Stacked together, those barrels and crates formed a sturdy blockade. Tungo and Gamka took up defensive positions, muskets tamped and ready to fire, just in case anyone should climb up the tunnel and attempt to force through.

 

Horrible screams had followed—something beyond the usual fortress distress—something less distinguishable, but equally unsettling and ominous.

 

“Lingongo!” Grace cried in alarm. “It's her! I know it is! Oh, she must have caught the Dutchman!”

 

While Lingongo stood over Pieter DeGroote down below and lashed him with her whip, up in the dungeon the captives caught their collective breath in a gasp of pure horror.

 

Antonio lurched backward as though he had been punched in the stomach.
“iComo puede saber?”
he demanded. “How could she know? The Dutchman was always
muy
careful when he came in and out of the tunnel. How could the lioness know?”

 

“You underestimate my mother,” Grace said in a voice hushed with grudging respect. “She is not easy to fool. The admiral talks and yells and boasts and threatens, but Lingongo, she is the one to fear.”

 

Not an hour later, the pounding began.

 

The boy Hola looked up at Safya. “Maybe it's the Dutchman coming back?” he asked, his small voice quivering with hope.

 

“Hush,” Safya told him a bit too roughly. “It is not the Dutchman.
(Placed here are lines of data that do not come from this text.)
PR #7807, opened 2020-07-13
Azure Cognitive Search ARM template updates

HeidiSteen:
Changed existing strings.  Service name is now Azure Cognitive Search.  Added SKUs. Revised URL for schema reference doc.

### DIFF
--- a/101-azure-search-create/azuredeploy.json
+++ b/101-azure-search-create/azuredeploy.json
@@ -23,7 +23,7 @@
         "storage_optimized_l2"
       ],
       "metadata": {
-        "description": "The pricing tier of the search service you want to create. You can have one free service per subscription."
+        "description": "The pricing tier of the search service you want to create (for example, basic or standard)."
       }
     },
     "replicaCount": {
@@ -32,7 +32,7 @@
       "maxValue": 12,
       "defaultValue": 1,
       "metadata": {
-        "description": "Replicas distribute search workloads across the service. You need two or more to support high availability (applies to Basic and Standard only)."
+        "description": "Replicas distribute search workloads across the service. You need at least two replicas to support high availability of query workloads (not applicable to the free tier)."
       }
     },
     "partitionCount": {
@@ -47,7 +47,7 @@
       ],
       "defaultValue": 1,
       "metadata": {
-        "description": "Partitions allow for scaling of document count as well as faster indexing by sharding your index over multiple Azure Search units."
+        "description": "Partitions allow for scaling of document count as well as faster indexing by sharding your index over multiple search units."
       }
     },
     "hostingMode": {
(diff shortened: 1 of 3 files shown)


HeidiSteen:
#sign-off

HeidiSteen:
@bmoore-msft Hello, can you review/merge this PR?  It's mostly string changes per service name rebranding, plus a version bump on our management API.  Thank you!!

101-azure-search-create/azuredeploy.json
```diff
@@ -30,7 +32,7 @@
       "maxValue": 12,
       "defaultValue": 1,
       "metadata": {
-        "description": "Replicas distribute search workloads across the service. You need 2 or more to support high availability (applies to Basic and Standard only)."
+        "description": "Replicas distribute search workloads across the service. You need two or more to support high availability (applies to Basic and Standard only)."
```
miwelsh, line 35: Should we be more explicit about what "high availability" means here or are we comfortable with the other documentation clarifying that?

101-azure-search-create/azuredeploy.json
```diff
@@ -18,10 +18,12 @@
...
         "standard",
         "standard2",
-        "standard3"
+        "standard3",
+        "storage_optimized_l1",
+        "storage_optimized_l2"
       ],
       "metadata": {
-        "description": "The SKU of the search service you want to create. E.g. free or standard"
+        "description": "The pricing tier of the search service you want to create. You can have one free service per subscription."
```
miwelsh, line 26: Why are we explicitly stating "You can have one free service per subscription."?

101-azure-search-create/azuredeploy.json
HeidiSteen: Is this better? The revision mentions that "high availability" applies to queries:   "Replicas distribute search workloads across the service. You need two or more to support high availability for query workloads (applies to Basic and Standard only)".

101-azure-search-create/azuredeploy.json
HeidiSteen: It's the only tier that has this constraint so I thought we should mention it.  But on second thought, who is going to use a template to roll out a free tier?  No one.  I'll change it back to mentioning a few tier examples (basic or standard).

101-azure-search-create/azuredeploy.json
miwelsh: High availability means different things to different people. We provide guarantees around our quality of service based on the number of replicas so we may as well be explicit with that. I would say something more along the lines of "if you need read SLA then you need to have at least 2 replicas, if you need read/write SLA then you need to have at least 3 replicas."

101-azure-search-create/azuredeploy.json
miwelsh: It's fine to lead this in, especially if we're trying to clear up customer confusion around quota for free SKUs. I just don't have any context of why this was added.

PR #7826, opened 2020-07-16
UrlSigning quick start sample

gball14:
# PR Checklist

## Changelog

*
*
*

### DIFF
--- a/201-cdn-with-ruleseengine-urlsigning/README.md
+++ b/201-cdn-with-ruleseengine-urlsigning/README.md
@@ -1,0 +1,20 @@
+# Simple deployment of rewrite and redirect via rules engine for a CDN end point
+
+<IMG SRC="https://azurequickstartsservice.blob.core.windows.net/badges/201-cdn-with-ruleseengine-rewriteandredirect/PublicLastTestDate.svg" />&nbsp;
+<IMG SRC="https://azurequickstartsservice.blob.core.windows.net/badges/201-cdn-with-ruleseengine-rewriteandredirect/PublicDeployment.svg" />&nbsp;
+
+<IMG SRC="https://azurequickstartsservice.blob.core.windows.net/badges/201-cdn-with-ruleseengine-rewriteandredirect/FairfaxLastTestDate.svg" />&nbsp;
+<IMG SRC="https://azurequickstartsservice.blob.core.windows.net/badges/201-cdn-with-ruleseengine-rewriteandredirect/FairfaxDeployment.svg" />&nbsp;
+
+<IMG SRC="https://azurequickstartsservice.blob.core.windows.net/badges/201-cdn-with-ruleseengine-rewriteandredirect/BestPracticeResult.svg" />&nbsp;
+<IMG SRC="https://azurequickstartsservice.blob.core.windows.net/badges/201-cdn-with-ruleseengine-rewriteandredirect/CredScanResult.svg" />&nbsp;
+
+<a href="https://portal.azure.com/#create/Microsoft.Template/uri/https%3A%2F%2Fraw.githubusercontent.com%2FAzure%2Fazure-quickstart-templates%2Fmaster%2F201-cdn-with-ruleseengine-rewriteandredirect%2Fazuredeploy.json" target="_blank">
+    <img src="https://raw.githubusercontent.com/Azure/azure-quickstart-templates/master/1-CONTRIBUTION-GUIDE/images/deploytoazure.png"/>
+</a>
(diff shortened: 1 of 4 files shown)


201-cdn-with-ruleseengine-urlsigning/azuredeploy.json
```diff
@@ -0,0 +1,183 @@
...
+                "name": "origin1",
+                "properties": {
+                  "hostName": "[parameters('originUrl')]"
+                }
+              }
+            ],
+			"urlSigningKeys": [
+				{
+				  "keyId": "key1",
+				  "keySourceParameters":{
```
bmoore-msft, line 86: Seems like these values should be provided by the user?

gball14: @bmoore-msft , Yes. these should ideally be provided by customer pointing to their keyvault. As the repro try to submit the template to Azure RP, we created a sample key vault and referenced here. Let me know if there are better way to handle this. Users who use the template will not know what they keys are as they don't have permissions. Only Azure CDN APP (Principal) will have access to this key vault.

gball14: @bmoore-msft , Thanks for the clear ask. I updated the readme file. Please take a look.

gball14: Hi @bmoore-msft , we are waiting to share this example in our user documentation. Can you please look into this PR?

201-cdn-with-ruleseengine-urlsigning/README.md
```diff
@@ -18,3 +18,10 @@
 
 This template creates a CDN Profile and a CDN Endpoint with a user specified origin and all of our most commonly used settings on CDN. This template also configures rules engine UrlSigning action for default and override parameters.
 
+Before using the template, make sure to do the following:
+
+1. Create a key vault in the same subscription or in a different subscription.
+2. Define two secrets and set up secret values manually (at least 32 size)
```
bmoore-msft, line 24: does the secret value matter?

201-cdn-with-ruleseengine-urlsigning/README.md
```diff
@@ -18,3 +18,10 @@
...
+3. References the two secrets in urlSigningKeys of the template (change subscriptionId, resourceGroupName, vaultName, secretName, secretVersion)
+4. Make sure the keyvault is given "Get Permissions for Secret" access to "Microsoft.Azure.CDN" Principal.
```
bmoore-msft, line 26: how do I do this?  the principal does not exist in the tenant...

201-cdn-with-ruleseengine-urlsigning/azuredeploy.json
bmoore-msft: A couple comments on the readme - also, the values below need to be parameters for the template.

201-cdn-with-ruleseengine-urlsigning/README.md
gball14: @bmoore-msft , Please see below. 
image

201-cdn-with-ruleseengine-urlsigning/README.md
gball14: Min length is 32. We allow any value.

201-cdn-with-ruleseengine-urlsigning/README.md
bmoore-msft: the principal does not exist in the tenant...

201-cdn-with-ruleseengine-urlsigning/azuredeploy.json
bmoore-msft: These still need to be moved to parameters

gball14: Parametrized the urlsigning keys.

201-cdn-with-ruleseengine-urlsigning/README.md
gball14: @bmoore-msft , what tenant are you using? I checked with both COPR and AME tenant. I could see the principal.

gball14: You may need to register if it doesn't exist. https://docs.microsoft.com/en-us/azure/cdn/cdn-custom-ssl?tabs=option-2-enable-https-with-your-own-certificate

image

gball14: @bmoore-msft , can you please check if all looks good for you?

bmoore-msft: let's add this step to the readme... so others don't get hung up.  It looks like the SP is given contributor perms to the sub by default so I suspect that step will always be required.

Everything else looks good.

It is her. The lioness is sealing us in.” Instinctively, Safya reached for Hola and pulled him close. The boy didn’t resist.

 

Since Safya and Oyo were in charge of provisions, Cabeto said to them, “We must watch our rations, both of food and of water.” There was no need to say more.

 

“Come,” Ikem called to the group of older men he had assembled. In his pile of armaments were the five knives Pieter DeGroot had delivered through the tunnel. Then Ikem went over to Hola and grasped the boy by the shoulders. “You also,” he said. “Come now. It is time you learn the way men of Africa make war. Come and see boys become men. We teach you the way our fathers taught us, the way our grandfathers taught our fathers.”

 

Safya gasped and clutched the boy more tightly. But when she looked up at Ikem, respect flooded her eyes, and she slowly released her grip. Without a word Hola got to his feet and followed Ikem and his men. Single file, they climbed to the open grate and out through the broken door.

 

There was no time to spare.

 

“Sunba! Tungo!” Cabeto called. “Have you set men to guard the doors to the outside?”

 

“Yes, Brother,” Sunba answered. “Men armed with muskets and plenty of gunpowder.”

 

An unexpected rush of tears flooded Grace's eyes. In Cabeto's powerful black face, in his gentle voice that knew how to be strong and challenge others to strength, she saw a reflection of Yao's determination. Oh, how long ago and far away Yao's words seemed! Where was he now? If only he could be here to see the birth of a new hope. If only he could join the fight for freedom!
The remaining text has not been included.